“Like you two did with Renata and Lily?” he asked pointedly.
There was silence and then two voices breaking into guilty laughter. “Do as we say, not as we do, Frank,” Jack said.
“Ah, yes, we did not listen to our own advice, did we, Jack?”
“Not at all. But it all turned out well in the end.”
“And maybe it will for me and Julia, too.”
“If that is your wish, we certainly hope so,” Jack said.
“I don’t know,” Frank said thoughtfully. “I was a wreck when she left me the first time. Should I risk it?”
George sighed. “Life is full of risk.” His own parents had not lived past their mid-forties. “All we can do is live for the moment and hope for the best.”
“Very true. Fate can be cruel,” Jack agreed, having seen plenty of tragedies as a disaster-relief physician. Frank didn’t even want to imagine what he had witnessed over his years of work.
Frank congratulated Jack on his baby-to-be and wrote down some important wedding dates from George before hanging up. He had just enough time to finish at the villa before he needed to check in at the estates and then go to the wedding in Vinciguerra.
But as he worked on more estate business, he thought about what George and Jack had said about the vagaries of fate.
Frank didn’t want any risk. He was a farmer and rancher. Uncertainty was dangerous. The seasons turned, the crops were planted and harvested, animals were born and grew. The Dukes of Aguas Santas were born and grew. And died, like his own father twenty years before.

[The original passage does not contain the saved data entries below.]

PR #894, opened 2024-01-09
Allow UPDATE ON, UPSERT with partial set of input...

dcherednik:
columns in case of unique index.

Example:
  table: pk, fk1, fk2. Uniq index: fk1, fk2.

To perform UPSERT INTO table (pk, fk1) we
need to read missed value fk2 from main table to
create lookup uniq index key.

Right now we have two lookups in to main table
- first one has been described above
- second we need to make to remove old value from index. It will be fixed in a next step.

### DIFF
--- a/ydb/core/kqp/opt/physical/effects/kqp_opt_phy_effects.cpp
+++ b/ydb/core/kqp/opt/physical/effects/kqp_opt_phy_effects.cpp
@@ -77,7 +77,6 @@ TMaybe<TCondenseInputResult> CondenseInput(const TExprBase& input, TExprContext&
     TVector<TCoArgument> stageArguments;
 
     if (IsDqPureExpr(input)) {
-        YQL_ENSURE(input.Ref().GetTypeAnn()->GetKind() == ETypeAnnotationKind::List, "" << input.Ref().Dump());
         auto stream = Build<TCoToStream>(ctx, input.Pos())
             .Input<TCoJust>()
                 .Input(input)
--- a/ydb/core/kqp/opt/physical/effects/kqp_opt_phy_indexes.cpp
+++ b/ydb/core/kqp/opt/physical/effects/kqp_opt_phy_indexes.cpp
@@ -48,7 +48,11 @@ TVector<TExprBase> CreateColumnsToSelectToUpdateIndex(
     return columnsToSelect;
 }
 
-TDqPhyPrecompute PrecomputeDict(const TCondenseInputResult& condenseResult, TPositionHandle pos, TExprContext& ctx) {
+} // namespace
+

But Frank was the last and only Duke. Without him, there were only his sisters, who were uninterested and unprepared to run the estate. And to maintain everything until their children were old enough? Almost impossible. Without proper management, his estates would decline and be sold, the title of Duke of Aguas Santas a title in name only for his oldest nephew.
He drummed his fingers on the table. Until meeting Julia again, he had planned to court his sister’s friend, Paulinha. Now that plan was on the scrap heap. Julia was the only woman who made him feel, made him alive. But as his friends had so unwelcomely pointed out, people changed. Maybe he and Julia had changed enough that they could stay together this time.
5
Fashionista Magazine: The Royal Review:
UNTIL NOW, PRINCESS Stefania has been hush-hush over many of the fashion details of her big day, but she finally told our loyal royal correspondent Countess Lily de Brissard how she’s decided to wear her hair. Long and loose or fabulous up-do? A little of both, it turns out. “I have a small face and lots of curly hair,” explained Princess Stefania. “So I plan to pull the top and sides back in a smooth do, while letting the back hang loose and curly. This way, I can have my hair out of my face but still have my natural look.”
Princess Stefania also has something very special for the “something old” category of the old wedding rhyme—“Something old, something new, something borrowed, something blue.” “I will be wearing my grandmother’s own bridal veil from her wedding more than fifty years ago. It was handmade in Belgium and is the finest, most delicate lace imaginable. They don’t make lace like that anymore, and I’m so proud to wear it in my grandmother’s honor.”